Modelling and Simulation of Ketoconazole inhibition when co-administration time is not sufficient: role of CYP3A function recovery
Gianluca Nucci, Italo Poggesi and Roberto Gomeni
Clinical Pharmacokinetics /Modelling & Simulation
Introduction: In this study ketoconazole (keto), a potent CYP3A inhibitor, was co-administered with GSK drug X (X) to assess the extent of interaction as well as the relevance of CYP3A (3A) on X metabolism. Given the prolonged elimination of X (t1/2 ~ 40-60 hours), the study was amended part-way to increase the duration of keto dosing so that two groups with different keto durations were examined (200 mg BID from day -4 to day 4 in group 1 and from day -4 to day 10 in group 2). Given the maximum recommended duration of keto dosing, it was not possible to fully assess the extent of inhibition with standard methods, especially considering that the decline of X plasma concentration was markedly different after stopping keto administration, returning back to the non-inhibited values. This lead to the paradoxical observation of higher AUClast ratios than AUCinf ratios.
Objectives: The objective of this study was to model keto-X interaction data to estimate the extent of the full metabolic inhibition and to simulate X profile with different keto regimens.
Methods: Methods: A two-compartment model with first-order absorption and lag-time was used for X . It was fitted to the non-inhibited state data of 36 healthy volunteers (20 in group 1 and 16 in group 2) using NONMEM VI. Individual covariate used to refine the model estimates were age, weight and sex. The inhibition phase was then introduced using the time of keto co-administration as covariate. Different keto inhibition structures were employed and the best one (based on GOF considerations) was retained.

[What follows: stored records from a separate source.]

PR #1029, opened 2024-10-13
Provide more information in tox calls

ericzolf:
## Changes done and why

Replace rdiff-backup --version with rdiff-backup info, especially because I had some doubts which version of Python is actually used in our pipeline


ericzolf:
As I feared, something changed and the root user doesn't see by default the newly installed python, meaning we're currently only testing against the system Python (3.10 at time of writing).

PR #39, opened 2023-03-23
Add a time/interaction budget scope to the general agreement doc

csharrison:
This is coming from a call for consensus in the Mar 23, 2023 meeting.

PR #40, opened 2023-03-23
Add note about rate of information release

martinthomson:
Based on discussion at the 2023-03-23 meeting.  This was what was discussed and (I believe) agreed.  Let's talk about the exact choice of words.


martinthomson:
Closed with #39.

PR #43, opened 2023-05-04
Add private single events to areas of agreement

### LINKED ISSUE #41: Private measurement of single events
I’m posting an issue based on a discussion that happened in https://github.com/patcg-individual-drafts/ipa/issues/60. In that issue, I proposed a new privacy mechanism satisfying differential privacy that works best in the model where individual events are queried, rather than multiple events aggregated together and queried together. While this is a setting where currently both IPA and ARA have no restrictions, we thought it best to bubble up the conversation to this group in general to discuss.

With per-event output, typically results are only useful if you aggregate them in some way after the privacy mechanism / noise is applied (similar in some sense to [local DP](https://en.wikipedia.org/wiki/Local_differential_privacy)), otherwise data is too noisy to do anything useful with it. This is also usually a huge headache because it drowns your data in much more noise than it would normally (e.g. for simple aggregates, noise standard deviation scales with O(sqrt(#users)) vs. O(1)). However, there are a few big reasons why this is useful:
- **Post-processing is “free”**: Adding noise before aggregation means that you can allow for flexible aggregation as a post-processing step, separate from the platform or any trusted server infra. You can always “requery” an already-noised piece of data as many times as you want without paying more privacy budget, because the privacy is “built into” the data. For certain deployments with many downstream use-cases that otherwise would need a lot of requerying, this can end up being a more efficient mechanism.
- **Pushes complexity out**: If the aggregation is very complicated , potentially stateful, or difficult to pull off in MPC or at-scale, then event-level output frees the report collector to be able to implement this themselves. This is particularly useful for things like model training where the “aggregation” step is potentially an entire training pipeline. In fact, the motivation for the mechanism I proposed in https://github.com/patcg-individual-drafts/ipa/issues/60 is to support recent research in private model training, where alternatives like [DP-SGD](https://arxiv.org/abs/1607.00133) are much more complex to support.

The main questions for the group are:
- Are we comfortable with per-event queries that satisfy a similar differential privacy bar as aggregates would? Is differential privacy _alone_ satisfactory for us, or do we need an auxiliary privacy notion to protect against these kinds of queries?
- If not, how should we formalize the kind of protection we want that prevents them? Are these protections realistic within our threat model (sybil attacks, etc)?

Personally, I think we should support this kind of privacy mechanism as long as it satisfies our high level differential privacy bounds, given the benefits listed above, the challenges inherent with protecting this boundary, and the robustness of DP as a definition.

cc @eriktaubeneck @benjaminsavage @bmcase

csharrison:
Fixes #41 

Per the call on May 4 I'll leave this PR open for some time to get feedback.


ShivanKaul:
Given that people using multiple devices/browsers will now not get the same match key, we can't guarantee the contribution limit per-user. Right?

csharrison:
> Given that people using multiple devices/browsers will now not get the same match key, we can't guarantee the contribution limit per-user. Right?

Yeah currently there aren't any measurement proposals that can enforce a sensitivity bound across devices, although it's something that I think we should invest some time into trying to do (e.g. this is possible to some extent with vendor provided match keys). I tried to keep this general so that things like tightening budgets based on estimates of devices per user is a feasible mitigation.

design-dimensions/Dimensions-with-General-Agreement.md
```diff
@@ -25,6 +25,11 @@ We’ve explored three main definitions of privacy:
 
 The community group has reached general agreement that the _Private Measurement Technical Specification MVP_ should use a definition of privacy based on differential privacy. This does not preclude the use of other privacy definitions in conjunction with differential privacy, however any proposal should aim to provide differential privacy guarantees.
 
+### Private measurement of single events
+The group has discussed the use-case of “differentially private measurement of single events” i.e. whether, under a differential privacy guarantee, we would permit queries which ask about a single event’s outcome (did impression lead to a conversion, for instance). For more information about this, see https://github.com/patcg/docs-and-reports/issues/41 and the [agenda topic](https://github.com/patcg/meetings/issues/112) from the May 2023 meeting.
```
martinthomson, line 29:
```suggestion
The group has discussed the use-case of “differentially private measurement of single events”. Specifically, whether, given differential privacy protections, we would permit queries which ask about the outcome for a single event (did impression lead to a conversion, for instance). For more information about this, see https://github.com/patcg/docs-and-reports/issues/41 and the [agenda topic](https://github.com/patcg/meetings/issues/112) from the May 2023 meeting.
```

design-dimensions/Dimensions-with-General-Agreement.md
```diff
@@ -25,6 +25,11 @@ We’ve explored three main definitions of privacy:
...
+
+We have reached a general consensus that these types of queries can be particularly sensitive, so we must take care when setting the proper [differential privacy scope](#privacy-unit--privacy-budget-scoping) as well as privacy parameters (e.g. epsilon) to ensure that events are properly protected, and we ensure that the protection covers people that submit many events. However, queries of this form can be generally permitted, and we do not require special mitigations to ensure aggregation across many events is happening.
```
martinthomson, line 31:
```suggestion
We have reached consensus that these types of queries can be particularly sensitive, so we must take care when setting the proper [differential privacy scope](#privacy-unit--privacy-budget-scoping) and parameters (e.g., epsilon and delta) to ensure that user contributions are adequately protected. Any protection needs to cover people that submit many events. However, queries of this form will be considered.
```

I might be in the rough with this last point, but I'm not giving up on requiring additional protections just yet.  Yes, our analytic framework does not give us the tools necessary to obtain any surety about the results being for more than one person.  That is an excuse, not justification.

martinthomson (changes requested):
Some grammatical nits and maybe a continuation of a prior disagreement.

I want to be constructive here, but I think that memorializing this conclusion in this way is not setting a good precedent for how we treat privacy.

I know that for some people participating here, this is not a huge concern.  They rely on information like this and treat it with the respect that it deserves.  Those people are also rightly concerned that some privacy protections will affect their business.  DP-protected event-level information is super valuable and unspecified additional constraints on the use of that information might make it infeasible to optimize, which is a very important use case.

However, while I regard the general sentiment here favourably, I have to regard the specific wording chosen as too strong of a concession.  Our tools are pretty badly limited here.  DP is great, but this is a topic that shows its limitations.

We already made something of a concession when it came to the continuous release of information.  Maybe that is really the same concession as this one, but I can rationalize the continuous release of information on the basis of that being associated with continuous actions and interactivity with the recipients of the information.  I don't have a similar rationalization to lean on here, so I'm asking that we temper the language a little.

design-dimensions/Dimensions-with-General-Agreement.md
csharrison: > I'm not giving up on requiring additional protections just yet

Is this coming from a concern that DP guarantees will be too weak? I tried to phrase this so that essentially we could agree that plugging in _some_ epsilon could satisfy us. What do you think about something like the following for the last sentence, which carves out mitigations in case we aren't satisfied with the DP.

```suggestion
We have reached consensus that these types of queries can be particularly sensitive, so we must take care when setting the proper [differential privacy scope](#privacy-unit--privacy-budget-scoping) and parameters (e.g., epsilon and delta) to ensure that user contributions are adequately protected. Any protection needs to cover people that submit many events. However, queries of this form will not necessarily be prohibited, although additional protections should be considered if differential privacy guarantees are deemed too weak.
```

I think this ensures that we don't "overly rely" on a DP bound that we don't believe offers enough protection and leaves room for researching mitigations.

martinthomson: That works for me.

martinthomson (approved):
To expand on my earlier point a little (and thanks @csharrison for entertaining a less objectionable alternative; I have not had enough sleep this week and so I'm not sure that I'm coherent)...

People's intuition with aggregation might be considered a rough form of DP.  That is, my contribution is, to some extent, hidden by the noise of others' contributions.  We don't have a strong formalism for that, but that's a useful intuition that we might be able to rely on.  My guess is that this is why aggregated values perform worse: because the noise that the training system experiences is concretely higher when aggregated, even though the formal protections remain the same.

The problem is that many factors (Sybil in particular) conspire to ensure that we will never be able to rely on anything like this formally.  Because that inherent noise is valuable.

If we stick to thinking about DP formally, we are looking at the worst case, which I love, but it means that we only have DP left if we have to contend with all these external factors.  But if we can do something - and it might not be technical in nature - to control for those external factors, then we might be in a stronger position.

csharrison:
> That is, my contribution is, to some extent, hidden by the noise of others' contributions. We don't have a strong formalism for that, but that's a useful intuition that we might be able to rely on. My guess is that this is why aggregated values perform worse: because the noise that the training system experiences is concretely higher when aggregated, even though the formal protections remain the same

This is true for DP-SGD style learning because the noise is applied to the entire gradient in order to keep both the features and labels private, and the gradient can be huge. There could very well be aggregate training techniques in the "label DP" setting which outperform single-event queries, we just don't know of an algorithm yet. Generally speaking aggregation performs _better_ than applying noise to every input because you _don't_ have any noise in others' contributions - you just apply a O(1) noise share to the entire aggregate.

martinthomson:
That sounds like the kernel of a solution to me.  In the general case, maybe you can't ensure that the gradient (or even a given dimension of it) isn't exclusively the result of the contributions of a single user.  But I would be surprised if it wasn't possible to bound the sensitivity to be less than the size of the entire gradient.

design-dimensions/Dimensions-with-General-Agreement.md
```diff
@@ -25,6 +25,11 @@ We’ve explored three main definitions of privacy:
...
 
+### Private measurement of single events
+The group has discussed the use-case of “differentially private measurement of single events”. Specifically, whether, given differential privacy protections, we would permit queries which ask about the outcome for a single event (did impression lead to a conversion, for instance). For more information about this, see https://github.com/patcg/docs-and-reports/issues/41 and the [agenda topic](https://github.com/patcg/meetings/issues/112) from the May 2023 meeting.
+
+We have reached consensus that these types of queries can be particularly sensitive, so we must take care when setting the proper [differential privacy scope](#privacy-unit--privacy-budget-scoping) and parameters (e.g., epsilon and delta) to ensure that user contributions are adequately protected. Any protection needs to cover people that submit many events. However, queries of this form will not necessarily be prohibited, although additional protections should be considered if differential privacy guarantees are deemed too weak.
```
ShivanKaul, line 31:
```suggestion
We have reached consensus that these types of queries can be particularly sensitive, so we must take care when setting the proper [differential privacy scope](#privacy-unit--privacy-budget-scoping) and parameters (e.g., epsilon and delta) to ensure that user contributions are adequately protected. A complication here is that the system might not know that two or more events are connected to a single user while the attacker might. Any protection needs to cover people that submit many events in such a scenario. 
Queries of this form will not necessarily be prohibited, although additional protections will be considered if differential privacy guarantees are deemed too weak.
```

ShivanKaul: Suggested slightly stronger language to call out the threat explicitly, and make it clear that we _will_ work on additional protections if we think that DP is insufficient (and not just call it a day).

csharrison: I feel like this is concern is a topic for the [privacy unit](https://github.com/patcg/docs-and-reports/blob/main/design-dimensions/Dimensions-with-General-Agreement.md#privacy-unit--privacy-budget-scoping) section, which I'd like to have discussions on / consensus separately. Here I only want to say that the multiple events will be protected _within the privacy unit_ we choose. In discussion of the privacy unit, we can reference this issue. I would be happy to file an issue and we could discuss separately how we handle cases like this.

With that framing in mind this is my suggestion for how to clarify the language (and accept your should --> will wording change):
```suggestion
We have reached consensus that these types of queries can be particularly sensitive, so we must take care when setting the proper [differential privacy scope](#privacy-unit--privacy-budget-scoping) and parameters (e.g., epsilon and delta) to ensure that user contributions are adequately protected. Any protection needs to cover people that submit many events within the chosen privacy scope. However, queries of this form will not necessarily be prohibited, although additional protections will be considered if differential privacy guarantees are deemed too weak.
```

What do you think?

martinthomson: I like @ShivanKaul's suggestion in its essence, but I have to agree with @csharrison on the execution.  Unfortunately, we don't have anything about people or users or whatever written down yet.  Presumably that is the next piece to cover.

ShivanKaul: I guess that while single event queries can make the privacy risk worse (and we call this out), the idea that users might not be entirely captured by the privacy-unit is a different topic than what we're discussing here. Your wording seems fine.

csharrison: Thanks @martinthomson and @ShivanKaul . Applied the most recent edit.

AramZS:
It looks like we've come to a settled place on this. I think it is reasonable to merge in at the two weeks point.

AramZS (approved):

PR #44, opened 2023-06-14
Consensus write-up on "Optimization" Use Case

benjaminsavage:
In our last meeting we reached general agreement that the group wants to support the "Optimization" use case. This is a write-up of that agreement.

### DIFF
--- a/measurement-use-cases.md
+++ b/measurement-use-cases.md
@@ -1,0 +1,24 @@
+# Measurement Use Cases
+
+The group is currently working on developing a privacy preserving ad measurement system. 
+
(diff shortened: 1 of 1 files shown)


csharrison (approved):

AramZS:
General agreement among participants in room and on call for F2F.

AramZS:
We are leaving this open as part of an async consensus call. If there are any comments now is the time to air them.

AramZS:
As discussed, these PRs have been open long enough to acquire consensus that they accurately describe our conversations.

PR #50, opened 2023-07-23
Opt-out should be possible and undetectable

### LINKED ISSUE #49: Principle: user opt-out should be undetectable
This avoids problems where sites might retaliate or marginalize users who decide not to participate.

We've talked about this lots already, but I don't know if we wrote it down.

martinthomson:
For framing any discussion we have regarding #49.

Closes #49.


michaelkleber:
We've gotten some pushback about this.  Do we have a position on whether it's sufficient to reveal a "this API is not available" kind of signal as long as there are lots of _other_ reasons for an API's unavailability, _aside from_ the user opting out?

This seems analogous to e.g. probes for device capabilities.  "No you can't have gyroscope sensor access, either because the user said No or because there just is no gyroscope."

AramZS:
@michaelkleber Seeing that you're noting some change on whether we all agree on this I've marked it as needs work and as a candidate for an agenda item in a meeting. If that makes sense to you can you open an issue in meetings?

michaelkleber:
Let's see if we can resolve it in discussion in #49 — maybe agenda space won't be needed.

design-dimensions/Dimensions-with-General-Agreement.md
```diff
@@ -41,3 +41,11 @@ In order to be useful, measurement systems need to produce a continuous release
...
 
 It is worth noting that, at least among existing differential privacy deployments, a time dimension in the privacy unit is very common. See https://desfontain.es/privacy/real-world-differential-privacy.html for a list of examples here.
+
+
+## User Opt-Out
+
+Users must be able to opt out of participation in any measurement activitity.
+
+If a user opts out, then it must be possible for their user agent to hide this fact from sites.
+For example, in an aggregation service, the user agent might provide a zero value to contribute to the aggregate, but this needs to be indistinguishable from a non-zero value.
```
martinthomson, line 51:
```suggestion
For example, in an aggregation service, the user agent might provide a zero value to contribute to the aggregate, but this needs to be indistinguishable from a non-zero value.

In some designs, an opt-out might not be perfectly indistinguishable, but opt out must be indistinguishable from other normal and commonplace conditions.
For example, if opt out in measurement results in returning no information in response to a request, then participating users must also regularly return no information for reasons other than opt out.
```


I don't know if this would address @michaelkleber's concerns, but I will put this here.

michaelkleber: Yup, this definitely resolves my concerns, thank you.

PR #61, opened 2024-07-02
fill out principle on safe but under user control

npdoty:
references to ancillary uses, controlled deidentified data and personal data from privacy principles

### DIFF
--- a/principles/index.html
+++ b/principles/index.html
@@ -29,7 +29,7 @@
   <section id="abstract">
     <p>
       Privacy is essential to the sustainable success of the advertising ecosystem. This document takes up the
-      W3C TAG's <em>Privacy Principles</em> [[?Privacy-Principles]] and specialises them for advertising-related
+      W3C TAG's <em>Privacy Principles</em> [[Privacy-Principles]] and specialises them for advertising-related
       situations.
     </p>
   </section>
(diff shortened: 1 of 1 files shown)


principles/index.html
```diff
@@ -83,6 +83,12 @@ <h3>Measurement</h3>
 
     <section>
       <h4>Measurement should be private for safe, widespread usage, but always be under user control</h4>
+
+      <p>Measurement and attribution are <a href="https://w3ctag.github.io/privacy-principles/#dfn-ancillary-use">ancillary uses</a> with functionality that may rely on broad usage. (Some forms of measurement are done with smaller, opt-in panels that typically provide identifiable data.) In order to be sufficiently private, measurement should not reveal <a href="https://w3ctag.github.io/privacy-principles/#dfn-data">personal data</a>, by, for example, ensuring measurement data is <a href="https://w3ctag.github.io/privacy-principles/#dfn-controlled-de-identified-data">controlled de-identified data</a>.</p>
+
+      <p>Because measurement and attribution involve all kinds of viewing advertisements and a variety of other actions, in a wide range of different contexts, relying on understanding of, expectations about and consent over cross-context recognition as a result of ad measurement would be inappropriate.</p>
```
martinthomson, line 89:
```suggestion
      <p>Measurement and attribution involve all kinds of viewing advertisements and a variety of other actions, in a wide range of different contexts. Relying on understanding of, expectations about, or consent over cross-context recognition as a result of ad measurement would be inappropriate.</p>
```

I really want an Oxford comma here :)

principles/index.html
```diff
@@ -83,6 +83,12 @@ <h3>Measurement</h3>
...
+
+      <p>Users should always be able to control their participation in measurement systems, even with de-identified data. User agents may, for example, provide a setting for the user's general preference about telemetry and aggregate measurement.</p>
```
martinthomson, line 91:
```suggestion
      <p>Users should always be able to control their participation in measurement systems, even when that participation only produces de-identified data. User agents may, for example, provide a setting for the user's general preference about telemetry and aggregate measurement.</p>
```

martinthomson (approved):

npdoty:
Based on discussion at TPAC today, @csharrison or @michaelkleber are concerned that revealing personal data from a particular first-party is expected and acceptable. I'm still not clear on the implications of that, but comments on this PR or alternative language suggestions would be welcome.

michaelkleber:
The subsequent section "Measurement should not significantly enable cross-context recognition" already addresses the re-identification risk of the API.

Maybe the additional protection here is that an aggregate measurement API should not give a caller any _new_ user-specific information?  (Or that any new information needs appropriate DP protection?)

I think the point of the discussion at TPAC was that the API caller can surely already know some information, e.g. the URL of the page where they just called the API, and we want to avoid saying that the API needs to somehow hide that already-known information.

csharrison:
+1 to @michaelkleber . Maybe it would help to understand @npdoty what you were trying to achieve / protect against with this paragraph that isn't already covered, from the perspective of the API?

PR #62, opened 2024-07-15
list Nick Doty as current editor of Private Ad Technologies Principles

npdoty:
and add link to threat model in How This Document Fits In


AramZS:
Def good.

Results: The best base model retained a correlation between inter-individual variability in CL and central distribution volume. In the best inhibition model keto was found to both decrease CL and increase first pass of X. As expected, subjects with higher baseline clearance had higher inhibition (modelled as a correlation between non-inhibited CL and extent of inhibition). The time course of 3A recovery was introduced as an exponential function of time after stopping keto.
Conclusions: The model provided good fit of the observed data and enabled to assess individual and population inhibition results. Therefore, using simulations, it was possible to evaluate the full extent of 3A involvement in drug X metabolism as well as the influence of different durations of keto co-administration.